KAS VEGAS (KTNV) — Governor Steve Sisolak says he will not sign a bill that aims to bypass the Electoral College in Nevada.
"After thoughtful deliberation, I have decided to veto Assembly Bill 186," he said in a statement.
AB 186, also known as the "National Popular Vote" bill, would have added Nevada to an agreement among several states to elect the president by the National Popular Vote rather than the Electoral College.
Here's how it works: Instead of giving its 6 electoral votes to the candidate who gets the most votes in Nevada, the state would give the votes to whoever wins the national popular vote.

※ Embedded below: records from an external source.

Issue #2591, opened 2020-10-13
Spearhead: tab order of the header elements is incorrect keyboard navigation


jffng:
When navigating elements via keyboard tab, the menu button is reached before the site title. It should be the inverse.

Screen recording of the current behavior: 

![Kapture 2020-10-13 at 09 52 20](https://user-images.githubusercontent.com/5375500/95869898-e0c16600-0d39-11eb-8e30-a5f6a11868de.gif)

PR #2621, opened 2020-10-16
Seedlet: Fix keyboard navigation in the menu

scruffian:
This fixes https://github.com/Automattic/themes/issues/2591 by reordering the markup so that it's in the right order for keyboard navigation:

keyboard

This was also an issue in Seedlet, but it's fixed there now too:

keyboard2


jffng (commented):
There is a potential issue with the Seedlet order: when submitting Seedlet to the dotorg themes directory, we [got feedback](https://themes.trac.wordpress.org/ticket/85664#comment:6) that the focus of the menu needed to happen before the site title.

This is why the markup is so all over the place — because the menu in Seedlet changes position visually from desktop to mobile. This is not the case for Spearhead's design. 

That said, this feedback seems like a nitpick, and I'm comfortable merging this change to both Seedlet and Spearhead, and facing the consequences.

scruffian:
I think I disagree with [that feedback](https://themes.trac.wordpress.org/ticket/85664#comment:6). Semantically the site title should come before the menu button, and visually when reading left to right, you could argue that the site title comes first...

Members of the pact are California, Colorado, Connecticut, Delaware, Hawaii, Illinois, Maryland, Massachusetts, New Jersey, New Mexico, New York, Rhode Island, Vermont, Washington state and the District of Columbia, according to CNN.

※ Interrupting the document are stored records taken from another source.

PR #2622, opened 2020-10-16
fixed width of contact form

### LINKED ISSUE #2613: Spearhead: Contact form
Looking at the demo site, I think the contact form page needs some work.

Screenshot 2020-10-16 at 10 09 20

MaggieCabrera:

Made the jetpack form `form` tag extend to 100% of the width of the parent. Fixed for Seedlet and Spearhead.

Screenshot 2020-10-16 at 16 25 19

Screenshot 2020-10-16 at 16 25 38

#### Related issue(s):

Closes #2613


scruffian:
This seems to be an issue with the form block itself. When it's in a post on its own it seems to stretch to 100%, and when its in the editor it also seems to stretch 100%, but then in the frontend it isn't. I wonder if we should fix this in the Jetpack block itself?

MaggieCabrera:
> This seems to be an issue with the form block itself. When it's in a post on its own it seems to stretch to 100%, and when its in the editor it also seems to stretch 100%, but then in the frontend it isn't. I wonder if we should fix this in the Jetpack block itself?

The editor markup is quite different and there's no form tag actually. Do you know where this block lives? is it in the Gutenberg repo or is there a separate Jetpack repo?

scruffian:
It's in [Jetpack](https://github.com/Automattic/jetpack/tree/master/extensions/blocks/contact-form). There's a good guide on getting started with [developing Jetpack](https://github.com/Automattic/jetpack/blob/master/docs/development-environment.md) and one [specifically for the blocks](https://github.com/Automattic/jetpack/tree/master/extensions).

MaggieCabrera:
> It's in [Jetpack](https://github.com/Automattic/jetpack/tree/master/extensions/blocks/contact-form). There's a good guide on getting started with [developing Jetpack](https://github.com/Automattic/jetpack/blob/master/docs/development-environment.md) and one [specifically for the blocks](https://github.com/Automattic/jetpack/tree/master/extensions).

Thanks! Should we keep this fix until we get a PR for them going/merged?

scruffian:
I'm tempted so say no. The problem is once we merge this then we'll put the Jetpack fix on the back burner, whereas if we put the fix there directly we'll be more motivated to see it through. I also worry that we'll forget to come back and remove this when the Jetpack fix is merged.v:)

MaggieCabrera:
This is not needed anymore as the issue is no longer reproducible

Read Gov. Sisolak's full statement on his decision to veto the bill below.
Over the past several weeks, my office has heard from thousands of Nevadans across the state urging me to weigh the state’s role in our national elections. After thoughtful deliberation, I have decided to veto Assembly Bill 186.
Once effective, the National Popular Vote Interstate Compact could diminish the role of smaller states like Nevada in national electoral contests and force Nevada’s electors to side with whoever wins the nationwide popular vote, rather than the candidate Nevadans choose.
I recognize that many of my fellow Nevadans may disagree on this point and I appreciate the legislature’s thoughtful consideration of this important issue.
As Nevada’s governor, I am obligated to make such decisions according to my own conscience. In cases like this, where Nevada’s interests could diverge from the interests of large states, I will always stand up for Nevada.